What the task requires >> Would you write out, word for word, each line of the records below from the top through the one holding "Also, moved the"?

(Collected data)
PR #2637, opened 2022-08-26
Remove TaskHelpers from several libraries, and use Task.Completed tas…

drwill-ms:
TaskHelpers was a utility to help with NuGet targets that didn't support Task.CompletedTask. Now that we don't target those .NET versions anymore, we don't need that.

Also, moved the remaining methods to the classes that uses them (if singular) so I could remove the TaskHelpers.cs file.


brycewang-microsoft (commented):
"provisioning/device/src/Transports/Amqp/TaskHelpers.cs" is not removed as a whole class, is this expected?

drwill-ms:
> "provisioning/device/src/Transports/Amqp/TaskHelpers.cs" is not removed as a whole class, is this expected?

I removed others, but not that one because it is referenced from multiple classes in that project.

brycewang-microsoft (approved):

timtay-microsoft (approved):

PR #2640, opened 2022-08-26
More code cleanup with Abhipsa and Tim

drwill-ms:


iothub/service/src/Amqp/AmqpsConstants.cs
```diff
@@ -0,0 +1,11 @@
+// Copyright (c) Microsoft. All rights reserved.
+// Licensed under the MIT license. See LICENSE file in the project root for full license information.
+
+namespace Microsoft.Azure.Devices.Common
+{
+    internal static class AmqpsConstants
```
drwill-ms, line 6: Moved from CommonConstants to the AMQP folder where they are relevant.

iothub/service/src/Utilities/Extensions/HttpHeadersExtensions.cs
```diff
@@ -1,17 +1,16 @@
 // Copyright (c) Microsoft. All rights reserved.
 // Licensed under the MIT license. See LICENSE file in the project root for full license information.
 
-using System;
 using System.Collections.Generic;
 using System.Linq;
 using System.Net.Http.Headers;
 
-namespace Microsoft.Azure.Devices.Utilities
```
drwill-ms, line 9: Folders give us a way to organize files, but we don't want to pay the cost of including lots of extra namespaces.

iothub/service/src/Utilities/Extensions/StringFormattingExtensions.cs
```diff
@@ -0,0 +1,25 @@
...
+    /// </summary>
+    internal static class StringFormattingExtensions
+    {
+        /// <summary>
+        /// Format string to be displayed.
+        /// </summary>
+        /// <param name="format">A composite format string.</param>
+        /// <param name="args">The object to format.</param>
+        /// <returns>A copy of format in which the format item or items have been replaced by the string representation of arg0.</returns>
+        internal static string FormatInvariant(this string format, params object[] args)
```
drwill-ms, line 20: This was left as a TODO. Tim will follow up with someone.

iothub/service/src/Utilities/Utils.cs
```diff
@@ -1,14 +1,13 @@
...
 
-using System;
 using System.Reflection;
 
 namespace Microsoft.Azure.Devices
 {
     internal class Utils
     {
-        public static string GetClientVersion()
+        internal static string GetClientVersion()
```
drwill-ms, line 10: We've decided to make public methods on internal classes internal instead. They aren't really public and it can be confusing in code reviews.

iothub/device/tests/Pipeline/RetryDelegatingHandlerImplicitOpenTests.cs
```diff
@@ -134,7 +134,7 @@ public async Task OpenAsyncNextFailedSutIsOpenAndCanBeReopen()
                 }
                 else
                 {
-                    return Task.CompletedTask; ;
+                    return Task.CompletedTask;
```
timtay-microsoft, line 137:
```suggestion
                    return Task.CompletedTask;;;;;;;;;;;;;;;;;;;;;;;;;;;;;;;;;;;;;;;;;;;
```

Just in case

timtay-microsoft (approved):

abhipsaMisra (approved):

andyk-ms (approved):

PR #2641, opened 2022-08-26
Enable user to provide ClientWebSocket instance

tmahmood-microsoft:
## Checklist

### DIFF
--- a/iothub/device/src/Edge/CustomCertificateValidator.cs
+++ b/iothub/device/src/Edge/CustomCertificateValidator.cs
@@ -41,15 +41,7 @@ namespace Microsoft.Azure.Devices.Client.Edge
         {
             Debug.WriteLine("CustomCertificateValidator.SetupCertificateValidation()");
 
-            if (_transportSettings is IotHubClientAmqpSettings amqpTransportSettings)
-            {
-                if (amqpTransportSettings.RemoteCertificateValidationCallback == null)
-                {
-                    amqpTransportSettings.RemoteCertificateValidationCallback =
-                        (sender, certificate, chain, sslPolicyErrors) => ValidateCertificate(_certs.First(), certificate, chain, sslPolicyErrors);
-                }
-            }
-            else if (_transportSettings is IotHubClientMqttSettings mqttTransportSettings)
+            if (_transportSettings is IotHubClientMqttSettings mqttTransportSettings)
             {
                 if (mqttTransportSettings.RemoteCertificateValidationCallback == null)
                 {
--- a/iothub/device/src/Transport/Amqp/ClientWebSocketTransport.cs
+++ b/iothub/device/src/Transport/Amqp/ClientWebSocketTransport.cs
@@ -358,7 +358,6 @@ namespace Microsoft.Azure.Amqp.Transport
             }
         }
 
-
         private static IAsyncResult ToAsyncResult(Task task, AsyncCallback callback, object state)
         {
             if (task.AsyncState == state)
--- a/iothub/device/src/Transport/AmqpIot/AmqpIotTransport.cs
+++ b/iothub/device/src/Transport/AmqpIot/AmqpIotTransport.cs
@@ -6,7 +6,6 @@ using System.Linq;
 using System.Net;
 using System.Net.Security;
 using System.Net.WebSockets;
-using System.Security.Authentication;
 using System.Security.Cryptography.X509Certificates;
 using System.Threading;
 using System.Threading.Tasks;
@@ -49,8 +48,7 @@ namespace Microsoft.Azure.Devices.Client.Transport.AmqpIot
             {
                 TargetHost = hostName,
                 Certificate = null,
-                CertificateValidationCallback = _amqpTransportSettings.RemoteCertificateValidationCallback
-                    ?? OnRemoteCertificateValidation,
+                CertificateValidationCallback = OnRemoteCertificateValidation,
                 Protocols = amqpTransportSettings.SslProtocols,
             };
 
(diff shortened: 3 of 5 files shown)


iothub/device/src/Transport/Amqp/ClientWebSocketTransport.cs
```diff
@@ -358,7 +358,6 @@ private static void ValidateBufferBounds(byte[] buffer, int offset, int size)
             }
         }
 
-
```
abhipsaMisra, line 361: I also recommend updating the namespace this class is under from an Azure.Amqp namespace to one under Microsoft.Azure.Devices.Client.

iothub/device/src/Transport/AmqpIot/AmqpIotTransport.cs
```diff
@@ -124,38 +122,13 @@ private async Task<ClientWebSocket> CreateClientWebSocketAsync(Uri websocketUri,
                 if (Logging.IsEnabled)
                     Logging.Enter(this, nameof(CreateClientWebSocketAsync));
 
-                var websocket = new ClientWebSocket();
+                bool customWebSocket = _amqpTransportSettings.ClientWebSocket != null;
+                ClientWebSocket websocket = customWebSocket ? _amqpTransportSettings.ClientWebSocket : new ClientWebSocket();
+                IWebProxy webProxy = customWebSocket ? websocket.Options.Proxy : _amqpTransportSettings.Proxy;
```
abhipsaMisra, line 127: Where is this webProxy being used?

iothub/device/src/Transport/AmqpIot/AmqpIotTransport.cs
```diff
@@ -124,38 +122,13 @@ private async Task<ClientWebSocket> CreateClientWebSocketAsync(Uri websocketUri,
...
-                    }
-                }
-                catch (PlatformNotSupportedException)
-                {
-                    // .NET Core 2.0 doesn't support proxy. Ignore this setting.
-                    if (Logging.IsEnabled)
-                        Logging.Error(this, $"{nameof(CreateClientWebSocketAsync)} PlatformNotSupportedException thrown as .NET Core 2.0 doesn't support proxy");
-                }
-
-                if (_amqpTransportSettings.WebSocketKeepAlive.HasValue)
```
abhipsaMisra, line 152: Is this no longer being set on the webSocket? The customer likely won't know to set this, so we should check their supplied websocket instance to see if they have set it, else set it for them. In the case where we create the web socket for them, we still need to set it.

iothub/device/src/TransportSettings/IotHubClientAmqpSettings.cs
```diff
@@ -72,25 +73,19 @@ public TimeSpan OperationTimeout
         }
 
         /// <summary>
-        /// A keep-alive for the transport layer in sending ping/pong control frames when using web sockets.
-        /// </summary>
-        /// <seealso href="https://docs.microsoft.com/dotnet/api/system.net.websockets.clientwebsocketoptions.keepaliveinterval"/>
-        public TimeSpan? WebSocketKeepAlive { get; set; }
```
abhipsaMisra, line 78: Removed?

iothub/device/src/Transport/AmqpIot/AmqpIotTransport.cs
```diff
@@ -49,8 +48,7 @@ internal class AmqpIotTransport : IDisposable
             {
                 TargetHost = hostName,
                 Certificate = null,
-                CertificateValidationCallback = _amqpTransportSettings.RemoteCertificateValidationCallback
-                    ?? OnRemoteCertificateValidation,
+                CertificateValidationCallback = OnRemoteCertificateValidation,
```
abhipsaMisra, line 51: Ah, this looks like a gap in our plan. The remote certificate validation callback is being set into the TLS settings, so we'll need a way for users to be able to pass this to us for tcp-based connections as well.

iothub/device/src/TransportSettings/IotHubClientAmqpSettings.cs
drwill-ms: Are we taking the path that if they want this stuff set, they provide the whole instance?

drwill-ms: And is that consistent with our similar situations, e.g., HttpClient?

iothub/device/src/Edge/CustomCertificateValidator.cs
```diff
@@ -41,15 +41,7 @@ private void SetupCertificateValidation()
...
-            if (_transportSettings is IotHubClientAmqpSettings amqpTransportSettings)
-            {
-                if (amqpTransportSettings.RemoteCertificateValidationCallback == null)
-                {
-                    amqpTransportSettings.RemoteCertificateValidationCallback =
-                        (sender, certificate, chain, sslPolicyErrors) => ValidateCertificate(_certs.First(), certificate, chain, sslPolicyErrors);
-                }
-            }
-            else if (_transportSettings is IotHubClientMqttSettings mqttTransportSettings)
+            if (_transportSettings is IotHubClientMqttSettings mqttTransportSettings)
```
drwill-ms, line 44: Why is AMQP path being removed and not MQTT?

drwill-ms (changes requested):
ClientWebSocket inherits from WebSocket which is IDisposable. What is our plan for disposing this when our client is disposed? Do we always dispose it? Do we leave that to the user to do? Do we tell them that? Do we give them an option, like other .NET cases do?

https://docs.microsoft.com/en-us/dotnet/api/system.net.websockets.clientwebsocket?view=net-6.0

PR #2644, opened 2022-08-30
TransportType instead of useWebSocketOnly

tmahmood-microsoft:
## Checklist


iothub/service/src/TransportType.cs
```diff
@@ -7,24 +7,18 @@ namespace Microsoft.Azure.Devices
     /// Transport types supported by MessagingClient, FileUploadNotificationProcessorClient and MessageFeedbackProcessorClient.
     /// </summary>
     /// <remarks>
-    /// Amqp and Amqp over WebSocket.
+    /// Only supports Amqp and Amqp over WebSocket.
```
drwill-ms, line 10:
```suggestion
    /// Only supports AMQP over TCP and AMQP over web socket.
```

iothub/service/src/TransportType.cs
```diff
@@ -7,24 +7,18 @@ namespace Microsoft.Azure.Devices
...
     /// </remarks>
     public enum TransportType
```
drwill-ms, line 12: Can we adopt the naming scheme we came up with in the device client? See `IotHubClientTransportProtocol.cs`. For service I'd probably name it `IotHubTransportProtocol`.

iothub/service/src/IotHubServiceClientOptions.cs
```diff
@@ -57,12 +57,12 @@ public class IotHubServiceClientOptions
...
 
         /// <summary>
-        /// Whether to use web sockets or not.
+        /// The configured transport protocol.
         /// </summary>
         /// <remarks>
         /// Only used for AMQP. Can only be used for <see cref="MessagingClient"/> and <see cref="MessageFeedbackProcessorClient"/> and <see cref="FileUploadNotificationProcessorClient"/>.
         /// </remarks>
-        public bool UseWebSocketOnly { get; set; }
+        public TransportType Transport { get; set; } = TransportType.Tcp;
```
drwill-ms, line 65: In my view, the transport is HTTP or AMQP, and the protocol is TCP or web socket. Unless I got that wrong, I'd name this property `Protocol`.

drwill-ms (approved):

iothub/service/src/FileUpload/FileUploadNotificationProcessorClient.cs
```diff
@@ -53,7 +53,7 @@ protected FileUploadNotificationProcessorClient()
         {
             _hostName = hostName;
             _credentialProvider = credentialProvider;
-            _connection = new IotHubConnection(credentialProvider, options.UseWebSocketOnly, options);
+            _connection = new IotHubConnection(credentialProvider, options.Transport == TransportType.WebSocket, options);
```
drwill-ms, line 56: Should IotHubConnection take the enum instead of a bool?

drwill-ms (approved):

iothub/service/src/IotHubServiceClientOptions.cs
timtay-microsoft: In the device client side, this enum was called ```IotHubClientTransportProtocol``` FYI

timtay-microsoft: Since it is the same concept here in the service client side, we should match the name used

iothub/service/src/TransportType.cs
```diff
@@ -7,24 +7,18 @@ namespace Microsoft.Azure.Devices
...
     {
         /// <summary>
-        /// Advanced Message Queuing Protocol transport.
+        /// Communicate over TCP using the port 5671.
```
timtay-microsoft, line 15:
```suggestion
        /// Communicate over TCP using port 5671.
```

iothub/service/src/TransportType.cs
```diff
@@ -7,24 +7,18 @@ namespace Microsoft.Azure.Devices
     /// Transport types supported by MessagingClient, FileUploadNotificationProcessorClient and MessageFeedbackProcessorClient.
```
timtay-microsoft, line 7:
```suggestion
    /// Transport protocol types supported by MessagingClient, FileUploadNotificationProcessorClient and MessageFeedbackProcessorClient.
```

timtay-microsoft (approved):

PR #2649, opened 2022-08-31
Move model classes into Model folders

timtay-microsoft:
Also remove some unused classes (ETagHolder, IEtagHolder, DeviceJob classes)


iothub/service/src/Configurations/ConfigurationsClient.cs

Exercise response >>
PR #2637, opened 2022-08-26
Remove TaskHelpers from several libraries, and use Task.Completed tas…

drwill-ms:
TaskHelpers was a utility to help with NuGet targets that didn't support Task.CompletedTask. Now that we don't target those .NET versions anymore, we don't need that.

Also, moved the remaining methods to the classes that uses them (if singular) so I could remove the TaskHelpers.cs file.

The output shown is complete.